TASK: All lines of the entries with "that" in them must be listed.

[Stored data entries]
========
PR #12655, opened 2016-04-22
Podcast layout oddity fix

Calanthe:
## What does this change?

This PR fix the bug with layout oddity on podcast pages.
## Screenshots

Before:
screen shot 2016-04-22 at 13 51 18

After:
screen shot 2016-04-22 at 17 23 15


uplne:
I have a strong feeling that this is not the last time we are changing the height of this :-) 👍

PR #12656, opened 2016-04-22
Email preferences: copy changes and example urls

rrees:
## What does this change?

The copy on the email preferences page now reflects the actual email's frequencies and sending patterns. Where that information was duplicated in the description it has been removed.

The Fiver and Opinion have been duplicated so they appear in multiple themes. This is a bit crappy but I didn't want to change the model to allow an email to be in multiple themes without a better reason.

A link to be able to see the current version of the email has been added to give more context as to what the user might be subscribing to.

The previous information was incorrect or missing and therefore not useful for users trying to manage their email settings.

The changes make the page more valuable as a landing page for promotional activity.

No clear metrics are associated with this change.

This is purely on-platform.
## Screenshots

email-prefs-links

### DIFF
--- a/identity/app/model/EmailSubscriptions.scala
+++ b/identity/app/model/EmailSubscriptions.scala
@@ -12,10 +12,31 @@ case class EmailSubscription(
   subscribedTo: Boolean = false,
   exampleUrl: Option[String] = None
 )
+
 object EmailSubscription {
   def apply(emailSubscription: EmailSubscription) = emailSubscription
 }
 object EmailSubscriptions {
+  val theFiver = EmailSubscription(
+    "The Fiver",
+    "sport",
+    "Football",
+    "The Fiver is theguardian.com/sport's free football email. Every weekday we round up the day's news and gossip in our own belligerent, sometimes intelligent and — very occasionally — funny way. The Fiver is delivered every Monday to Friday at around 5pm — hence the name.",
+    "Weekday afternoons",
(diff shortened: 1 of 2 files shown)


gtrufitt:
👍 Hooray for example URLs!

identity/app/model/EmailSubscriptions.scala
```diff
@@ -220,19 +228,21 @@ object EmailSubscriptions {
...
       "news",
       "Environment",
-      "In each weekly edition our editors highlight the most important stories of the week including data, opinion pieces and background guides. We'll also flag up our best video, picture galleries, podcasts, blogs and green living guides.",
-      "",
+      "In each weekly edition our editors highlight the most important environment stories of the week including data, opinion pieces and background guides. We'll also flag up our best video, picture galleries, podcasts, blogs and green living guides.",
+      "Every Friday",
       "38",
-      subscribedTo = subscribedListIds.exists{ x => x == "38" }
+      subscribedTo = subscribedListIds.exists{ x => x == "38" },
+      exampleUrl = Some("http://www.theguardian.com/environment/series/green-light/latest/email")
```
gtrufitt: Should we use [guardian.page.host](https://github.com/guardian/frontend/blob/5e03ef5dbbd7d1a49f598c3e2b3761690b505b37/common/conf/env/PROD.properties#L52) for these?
========
REPLY:
I have a strong feeling that this is not the last time we are changing the height of this :-) 👍
The copy on the email preferences page now reflects the actual email's frequencies and sending patterns. Where that information was duplicated in the description it has been removed.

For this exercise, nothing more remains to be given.